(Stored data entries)
PR #7053, opened 2026-02-20
[PM-31657] Address Overwriting Attachments 

nick-livefront:
## 🎟️ Tracking

[PM-31657](https://bitwarden.atlassian.net/browse/PM-31657)

## 📔 Objective

Adds `ValidateCipherEditForAttachmentAsync` check to each attachment endpoint so the permission of the user hitting the API directly is validated. 

## 📸 Screenshots

A user with read only access to a cipher overwriting an attachment
|Before|After|
|-|-|
|<video src="https://github.com/user-attachments/assets/71e50a1a-cdd7-4a0a-9870-b56d23008528" />|<video src="https://github.com/user-attachments/assets/61f7f66f-633d-4ff7-a9a9-10ff315f5344" />|

[PM-31657]: https://bitwarden.atlassian.net/browse/PM-31657?atlOrigin=eyJpIjoiNWRkNTljNzYxNjVmNDY3MDlhMDU5Y2ZhYzA5YTRkZjUiLCJwIjoiZ2l0aHViLWNvbS1KU1cifQ


nick-livefront:
> 💡 Since `RenewFileUploadUrl` and `PostFileForExistingAttachment` don't appear have test coverage yet, would it be worth adding a few tests alongside this change so that we ensure that the vulnerability does not crop up again? Specifically for the read-only user scenario you're fixing, and maybe the org-admin happy path. That would lock in the behavior you're adding and make it harder for someone to accidentally break it.

Yes! Thank you for the callout, added unit tests: [e4c4ab2](https://github.com/bitwarden/server/pull/7053/commits/e4c4ab23a379efcba9e756f04803a6bf9f05f896)

theMickster:
> > 💡 Since `RenewFileUploadUrl` and `PostFileForExistingAttachment` don't appear have test coverage yet, would it be worth adding a few tests alongside this change so that we ensure that the vulnerability does not crop up again? Specifically for the read-only user scenario you're fixing, and maybe the org-admin happy path. That would lock in the behavior you're adding and make it harder for someone to accidentally break it.
> 
> Yes! Thank you for the callout, added unit tests: [e4c4ab2](https://github.com/bitwarden/server/pull/7053/commits/e4c4ab23a379efcba9e756f04803a6bf9f05f896)

Thank you very much for crafting those tests!  Never wanna see this 🐛 again 😆

I will leave it to the vault team to review and approve the PR in more depth

nick-livefront:
@shane-melton - I fixed a merge conflict, can you give this another review when you have time?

### Exercise details
Please retype all of the data above exactly as written.

### Response to this exercise
PR #7053, opened 2026-02-20
[PM-31657] Address Overwriting Attachments 

nick-livefront:
## 🎟️ Tracking

[PM-31657](https://bitwarden.atlassian.net/browse/PM-31657)

## 📔 Objective

Adds `ValidateCipherEditForAttachmentAsync` check to each attachment endpoint so the permission of the user hitting the API directly is validated. 

## 📸 Screenshots

A user with read only access to a cipher overwriting an attachment
|Before|After|
|-|-|
|<video src="https://github.com/user-attachments/assets/71e50a1a-cdd7-4a0a-9870-b56d23008528" />|<video src="https://github.com/user-attachments/assets/61f7f66f-633d-4ff7-a9a9-10ff315f5344" />|

[PM-31657]: https://bitwarden.atlassian.net/browse/PM-31657?atlOrigin=eyJpIjoiNWRkNTljNzYxNjVmNDY3MDlhMDU5Y2ZhYzA5YTRkZjUiLCJwIjoiZ2l0aHViLWNvbS1KU1cifQ


nick-livefront:
> 💡 Since `RenewFileUploadUrl` and `PostFileForExistingAttachment` don't appear have test coverage yet, would it be worth adding a few tests alongside this change so that we ensure that the vulnerability does not crop up again? Specifically for the read-only user scenario you're fixing, and maybe the org-admin happy path. That would lock in the behavior you're adding and make it harder for someone to accidentally break it.

Yes! Thank you for the callout, added unit tests: [e4c4ab2](https://github.com/bitwarden/server/pull/7053/commits/e4c4ab23a379efcba9e756f04803a6bf9f05f896)

theMickster:
> > 💡 Since `RenewFileUploadUrl` and `PostFileForExistingAttachment` don't appear have test coverage yet, would it be worth adding a few tests alongside this change so that we ensure that the vulnerability does not crop up again? Specifically for the read-only user scenario you're fixing, and maybe the org-admin happy path. That would lock in the behavior you're adding and make it harder for someone to accidentally break it.
> 
> Yes! Thank you for the callout, added unit tests: [e4c4ab2](https://github.com/bitwarden/server/pull/7053/commits/e4c4ab23a379efcba9e756f04803a6bf9f05f896)

Thank you very much for crafting those tests!  Never wanna see this 🐛 again 😆

I will leave it to the vault team to review and approve the PR in more depth

nick-livefront:
@shane-melton - I fixed a merge conflict, can you give this another review when you have time?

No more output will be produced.